The villa occupies the central position in Mediana. The villa comprises an area of about 6.000 m² (98,6 x 63 m) and included thermae on the west side and a smaller nymphaeum on the east side. The longitudinal axis of the villa is in the north-south direction. The whole northern part was heated. The villa was luxuriously decorated, to which testify the marble columns, bases and capitals of different sizes, reliefs on pilaster capitals and parapet slabs, the remains of wall covering of expensive, multicoloured marble, frescoes, etc. The mosaic floors that covered the whole of the peristyle porch (450 m²) and the audience room have been well preserved. The porch mosaics are geometrical. Figural mosaics are at the entrance of the audience room. The middle part of the audience hall is covered with a broad rectangular field with a geometric pattern, done in the manner of the finest artist. The central part of this structure is a hexagon (3,2 m on the side) with a fountain in the middle, also in the form of hexagon. The lead pipe, used to supply water, can be seen in the middle of the fountain. Smaller spaces surround the hexagon; one of their sides is the polygon of the hexagon. The floor of the nymphaeum is covered with mosaic. The wide outer frame of the hexagon is covered with alternating stylized lotus flowers, and is underlined on the inner side, by a triple border. The lateral spaces about the hexagon are also decorated by mosaic.

===Thermae===
Thermae are situated northwest of the villa and were probably connected to it. The entrance to the bath is from the south side. The thermae of Mediana were probably used by the owners of the villa, who could reach them directly from their rooms. The corridor on the way to the baths is decorated by floor mosaics, with geometric patterns of the same quality as the mosaics in the peristyle. The vestibule and apodyterium are covered by brick and the middle room is partly covered with brick and partly with mosaic made here of larger white marble tesserae.

===Granary===
The granary (horreum) is located about 150 metres west of the villa. This is a spacious rectangular building (91 x 27 m), with the longitudinal axis oriented east-west. Along the west wall there were basins 1.40 m deep, which served for storing liquids, (olive oil and wine).

===Water tower===
A water tower (castellum aquae) was ordinarily found at the end of each Roman aqueduct. Water was supplied from this reservoir to the wells and fountains, basins, thermae and maybe the irrigation canals. Its longitudinal axis is oriented north-south. There is a 10-meter height differential between the water tower site and the valley in which the Mediana buildings are located, providing a head for the fountains.

===Churches===
Two Early Christian churches have been excavated, both built simultaneously sometime after 378.
The first church was unearthed in 2000, when a Chi Rho monogram was found. Only 8 metres south of the first, a second church was excavated in 2007, among the findings was a bronze ring with a cross. The findings are evidence of Mediana being a highly Christian community.

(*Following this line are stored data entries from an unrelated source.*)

PR #13037, opened 2024-01-27
Removing thread sleep calls from TestIndexWriter.testThreadInterruptDeadlock and TestDirectoryReader.testStressTryIncRef

iamsanjay:
### Description

As suggested in  #12946, I tried to tackle two test cases and replacing `Thread.sleep` calls appearing in `TestIndexWriter.testThreadInterruptDeadlock` and  `TestDirectoryReader.testStressTryIncRef`

And of course, #13001 is going to precedes this one. For now seeking suggestions from community regarding new code that would replace the `Thread.sleep` calls.


lucene/core/src/test/org/apache/lucene/index/TestDirectoryReader.java
```diff
@@ -1005,55 +1010,59 @@ public void testTryIncRef() throws IOException {
...
-
-  static class IncThread extends Thread {
-    final IndexReader toInc;
-    final Random random;
-    Throwable failed;
-
-    IncThread(IndexReader toInc, Random random) {
-      this.toInc = toInc;
-      this.random = random;
-    }
```
iamsanjay, line 1044: I refactored `testStressTryIncRef` test bit further, removed the IncThread class and convert it into a runnable. And with that use the call to `random()` which we do not use anymore. 
Also introduce the try-with-resources statement. I would love to get some feedback on it!

I observed that usually we are using `Thread.sleep`, in many cases, where we want to delay the execution of some lines of code in the main thread. For instance, closing IndexReader in above case before stress test the `tryIncRef()` and `decRef()` via running two threads simultaneously. To replace `Thread.sleep`, I inspect the code for which we want the delayed execution and then schedule that block via `ScheduledExecutorService`. Having said that, I have my suspicion that whether we want to pivot in that direction.

PR #13038, opened 2024-01-28
Remove concatenation in String.format() calls

sabi0:
Using concatenation in the format string like this:
```
              String.format(
                  Locale.ROOT,
                  "top: warning: still warming merge "
                      + info
                      + " to "
                      + preCopy.connections.size()
                      + " replicas for %.1f sec...",
```

- is inconsistent
- is error prone (the `info.toString()` result above might happen to contain some `100%s`)
- results in longer code
- that is more difficult to modify

Replacing the concatenation with the format placeholders results in a cleaner more compact code:
```
              String.format(
                  Locale.ROOT,
                  "top: warning: still warming merge %s to %d replicas for %.1f sec...",
                  info,
                  preCopy.connections.size(),
```


uschindler:
Thanks for this. The code also has safety problems. If the concatted text para contain percent signs it would break. So format strings should never ever be constructed with variables containing inches ked strings.

uschindler (approved):

PR #12295, opened 2023-05-15
Use `instanceof` pattern-matching where possible

JarvisCraft:
### Description

This PR enables the usage of `instanceof` pattern matching wherever possible (without changing semantics) reducing error-proneness and potentially enhancing readability.

### Important notes

1. It is also woth mentioning that whenever used with inverted conditions (such as `!(foo instanceof Bar bar)` this **must** use prefix invertion notation (`!expr`) instead of comparisoj to `false` (`expr == false`).

2. There are multiple occurrences of the following pattern:

  ```java
  assert foo instanceof Bar;
  Bar bar = (Bar) foo;
  ```

  Formally, this **cannot** be rewritten as

  ```java
  assert foo instanceof Bar;
  Bar bar = (Bar) foo;
  ```

  because the assertion may be skipped if not enabled.

  I have kept such cases untouched although I suggest
  to update them to something like

  ```java
  if (!foo instanceof Bar bar) {
      throw new AssertionError();
  }
  ```

  which seems to have no performance penalty considering that typecheck is done anyway
  when trying to cast `foo` to `Bar` so toggleable assertion seems to not be helping with anything

  (please write in the comments, if this should be done).

PR #13039, opened 2024-01-28
Align instanceof check with type cast

sabi0:


lucene/queryparser/src/java/org/apache/lucene/queryparser/flexible/standard/processors/AnalyzerQueryNodeProcessor.java
```diff
@@ -107,10 +105,9 @@ public QueryNode process(QueryNode queryTree) throws QueryNodeException {
   @Override
   protected QueryNode postProcessNode(QueryNode node) throws QueryNodeException {
 
-    if (node instanceof TextableQueryNode
+    if (node instanceof FieldQueryNode
```
sabi0, line 108: 'node' is cast below to `FieldQueryNode`. But the condition here was checking for a base type `TextableQueryNode`, excluding some sub-types. If a new `TextableQueryNode` sub-type was added the code below could run into a CCE.

Having the `instanceof FieldQueryNode` condition here makes the type cast below safe. And also eliminates the need to exclude the `RegexpQueryNode` as it does not subclass `FieldQueryNode`.

lucene/core/src/java/org/apache/lucene/analysis/tokenattributes/PayloadAttributeImpl.java
```diff
@@ -62,8 +62,7 @@ public boolean equals(Object other) {
       return true;
     }
 
-    if (other instanceof PayloadAttribute) {
-      PayloadAttributeImpl o = (PayloadAttributeImpl) other;
+    if (other instanceof PayloadAttributeImpl o) {
```
uschindler, line 65: This looks like an unrelated change. There is a PR about this type of code change already. It can only be applied to main branch as it requires Java 17.

uschindler: See this PR: #12295

sabi0: Thank you for linking to the pattern-matching PR.
I've removed the pattern variable part of this change.

uschindler:
I added the changes entry to the existing one for you.

sabi0:
Thank you. I will make sure the new PRs have them out of the box.

PR #13041, opened 2024-01-28
Cleanup TokenizedPhraseQueryNode code

sabi0:
- harmonize implementations of the methods working with children
- save `getChildren()` in a variable and re-use it
- use more efficient `isEmpty()` instead of `size() == 0`
- fix a typo in the tag name: `tokenized_t_phrase` => `tokenizedphrase`
- remove unnecessary `toString()` call
- remove trailing comment referring to another class (copy paste? renaming that did not update the comment?)


lucene/queryparser/src/java/org/apache/lucene/queryparser/flexible/core/nodes/TokenizedPhraseQueryNode.java
```diff
@@ -70,10 +70,8 @@ public QueryNode cloneTree() throws CloneNotSupportedException {
   @Override
   public CharSequence getField() {
     List<QueryNode> children = getChildren();
-
-    if (children == null || children.size() == 0) {
+    if (children == null || children.isEmpty()) {
       return null;
-
     } else {
       return ((FieldableNode) children.get(0)).getField();
```
sabi0, line 76: According to the `setField(CharSequence)` method below children are not necessarily `FieldableNode`.
I.e. this line might throw `ClassCastException`?

stefanvodita: I see your point. Maybe it's worth adding an assertion?

stefanvodita (approved):
The clean-up looks good. Sorry it took so long to get a review.

lucene/queryparser/src/java/org/apache/lucene/queryparser/flexible/core/nodes/TokenizedPhraseQueryNode.java
sabi0: I think the two methods should be aligned.
If one has an assert (assumes all the children are `FieldableNode`) then the other should do so too.
Of they both should silently ignore children of other types.

I would probably go with "silently ignore children of other types" as the least surprising option.

stefanvodita: I think having the two methods aligned, the way they are in your latest commit, makes sense.

lucene/CHANGES.txt
```diff
@@ -258,6 +258,8 @@ Improvements
   Tests are running with random byte order to ensure that the order does not affect correctness
   of code. Native order was enabled for LZ4 compression.  (Uwe Schindler)
 
+* GITHUB#13041: TokenizedPhraseQueryNode code cleanup (Dmitry Cherniachenko)
```
stefanvodita, line 261: This would have to move up to version 9.11 because 9.10 is already in the release process.

PR #13042, opened 2024-01-28
Use short-circuit boolean expressions

sabi0:


jpountz:
Thanks, eagerly evaluating all conditions looks unintended indeed.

As of July 2019 the site was closed for visitors for the sake of construction work, without a re-opening date indicated.

==Genetics==
Olalde et al. 2021 examined two males buried at Mediana between the late 4th and early 5th centuries. These individuals had artificially deformed skulls characteristic of Germanic peoples, and are presumed to have belonged to the Gothic cultural circle. Genetic analysis suggested that these individuals were mostly of North Central European ancestry, with slight Iron Age steppe admixture, which is compatible with Germanic peoples. One male carried the paternal haplogroup I1a2a1a1a/I-Z141 and the maternal haplogroup H5b, while the other carried the maternal haplogroup H41a. Haplogroup I1 is characteristic of Northern Europe and has not been found in the Balkans earlier, suggesting gene flow from the north.